Preto e Branco

Assim era a minha existência antes de conhecer ela.

Desde o início, Tudo o que eu vejo é o preto e branco do mundo onde 'governo'. O mundo que leva o meu nome.

Hades.

Plutão, Osíris, Serápis, Chernobog... Bem, vocês devem ter entendido. Ou não. Tanto faz.

Eu sou Hades, o deus do mundo inferior e dos mortos. Filho de Cronos e de Reia, e tendo como irmãos, Héstia, Deméter, Hera, Poseidon e Zeus.

Solto um longo suspiro, deitado em meu trono enquanto fico a esperar o passar do tempo naquela monotonia de sempre.

"Lorde Hades." Eu escuto e viro um pouco o meu rosto na direção da voz, observando de canto de olho onde Hermes me olha. "O que pretende fazer?"

Hermes. Deus da fertilidade, dos rebanhos, da magia, da divinação, das estradas e viagens, além de ser o mensageiro dos deuses, patrono da ginástica, dos ladrões, dos diplomatas, dos comerciantes, da astronomia, da eloquência e de algumas formas de iniciação e o guia das almas dos mortos para o reino de Hades.

"Lorde Hades."

Pisco para ele duas vezes, me perguntando o que ele está querendo me dizer.

"O Senhor não ouviu nada do que eu disse." Ele diz, franzindo a testa e cruzando os braços. "O Senhor não planeja voltar ao Olimpo, não é?"

Eu dou de ombros, não me importando nem um pouco com o Olimpo, nem com meus irmãos, Zeus e Poseidon. Eu sou odiado por todos, então por que eu deveria me importar com eles?

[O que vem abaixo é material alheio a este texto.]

PR #234, opened 2024-04-16
feat: add `solo node add` subcommand

### LINKED ISSUE #115: Implement node add command
While `solo node refresh` is useful, but we need to allow adding a new node (e.g. support `solo node add`).
`solo` state should maintain a list of all members so that we can generate config.txt when provisioning a new node or refreshing a node.

`solo node add` flow:
1. Use helm chart to deploy a new pod
2. Setup the new node (with correct `config.txt`)
3. Send `config.txt` and public keys to all nodes
4. Send freeze transaction to all nodes across all clusters
5. Wait for 2/3 majority of nodes to FREEZE.
6. Restart/Recycle all node (`systemctl restart network-node`, for deterministic image it would be to kill the pod).

_Originally posted by @leninmehedy in https://github.com/hashgraph/solo/issues/96#issuecomment-1970199272_

jeromy-cannon:
## Description

* add `solo node add` subcommand

### Related Issues

* Closes #115

### DIFF
--- a/src/commands/node.mjs
+++ b/src/commands/node.mjs
@@ -1127,7 +1127,7 @@ export class NodeCommand extends BaseCommand {
         }
       },
       {
-        title: 'Identify existing network pods',
+        title: 'Identify existing network nodes',
         task: async (ctx, task) => {
           ctx.config.serviceMap = await self.accountManager.getNodeServiceMap(
             ctx.config.namespace)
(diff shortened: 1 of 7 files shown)


src/commands/node.mjs
```diff
@@ -1040,28 +1009,347 @@ export class NodeCommand extends BaseCommand {
...
+              collapseSubtasks: false
+            }
+          })
+        }
+      },
+      {
+        title: 'Generate Gossip keys',
+        task: async (ctx, parentTask) => {
+          const config = ctx.config
+          const subTasks = self._nodeGossipKeysTaskList(config.keyFormat, config.allNodeIds, config.keysDir, config.curDate, false)
```
leninmehedy, line 1203: Do we really need to generate keys for all nodes? 

We should only need to generate keys for the new node and send its public key to all other nodes.

leninmehedy (changes requested):

src/commands/node.mjs
jeromy-cannon: Good call.  I thought I added the logic, but on review my code was incomplete.  I've added the code and also added a test case to verify that the existing keys are maintained.

leninmehedy (approved):
Thank you!

PR #240, opened 2024-04-19
fix: simplify stop port forward function

leninmehedy:
## Description

* remove unnecessary `async` and `await new Promise....`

Não me entendam mal. Eu não odeio os meus irmãos ou os outros deuses. Mas isso não significa que sou obrigado a manter um bom relacionamento com eles.

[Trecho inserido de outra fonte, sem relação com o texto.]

PR #261, opened 2024-05-06
ci: increase chart version

JeffreyDallas:
## Description

* Increase chart version so we can use newer version of mirror node chart, which takes less time to spin up GRPC

### Related Issues

* Closes #

### DIFF
--- a/package.json
+++ b/package.json
@@ -1,6 +1,6 @@
 {
   "name": "@hashgraph/solo",
-  "version": "0.24.0",
+  "version": "0.24.5",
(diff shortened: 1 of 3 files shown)


package.json
```diff
@@ -1,6 +1,6 @@
 {
   "name": "@hashgraph/solo",
-  "version": "0.24.0",
+  "version": "0.24.5",
```
jeromy-cannon, line 3: shouldn't this be auto-updating as part of our artifact build during tag/release?

JeffreyDallas:
Lenin already updated chart version in another PR.

PR #285, opened 2024-05-09
ci: split e2e tests

jeromy-cannon:
## Description

* split `.github/workflows/zxc-compile-code.yaml` to three separate reusable workflows:
  * `.github/workflows/zxc-code-style.yaml`
  * `.github/workflows/zxc-e2e-test.yaml`
  * `.github/workflows/zxc-unit-test.yaml`
* made separate test-e2e runs for:
  * `/e2e/commands/mirror_node.test.mjs`
  * `/e2e/commands/node.test.mjs`
  * `/e2e/commands/relay.test.mjs` 
* reduce number of nodes to one where applicable 
* fixed bug in `.github/workflows/flow-update-readme.yaml` where wget was not available for kind setup

### Related Issues

* Closes #


.github/workflows/flow-build-application.yaml
```diff
@@ -43,34 +43,29 @@ defaults:
     shell: bash
 
 jobs:
-  code:
```
nathanklick, line 46: This should not be removed.

nathanklick (changes requested):

.github/workflows/flow-build-application.yaml
jeromy-cannon: it is empty.  All it does it checkout the code and do an `npm ci`, it doesn't actually compile anything.

jeromy-cannon: code-style is a dependency and will do the same

nathanklick (approved):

"Lorde Hades!" Escuto, voltando a minha realidade entediante. "Por que não me responde?"

Eu olho novamente para Hermes e abro a minha boca para tentar falar algo. Eu a fecho,perdendo a vontade de falar e dou de ombros novamente, o observando soltar um longo suspiro.

"Com a sua licença." Hermes diz, se curvando para mim.

Eu me despeço dele com a mão direita, o observando se retirar da sala do meu trono. Eu olho em volta e, ainda com a mão direita, pego uma maça que está em uma grande tigela ao lado esquerdo do trono, a comendo aos poucos.

Eu termino de comer a maçã e jogo os restos em algum lugar daquela sala, voltando a ficar entediado novamente.

Parece que não preciso ficar mais por aqui.

Eu me viro, me sentando no trono primeiro antes de me erguer. Sigo pelos corredores de meu palácio, onde subo as escadas da torre mais alta e, ao entrar na câmara que fica ao topo, sigo até a enorme janela e me sento na beirada, ficando a admirar o interior do Tártaro, o grande poço, que originalmente uma prisão exclusiva para os Titãs, antigos deuses, e que posteriormente se tornou o calabouço onde se aprisionam as almas amaldiçoadas.

Aliás, se quiserem entender melhor meu reino, eu posso dar uma breve aula.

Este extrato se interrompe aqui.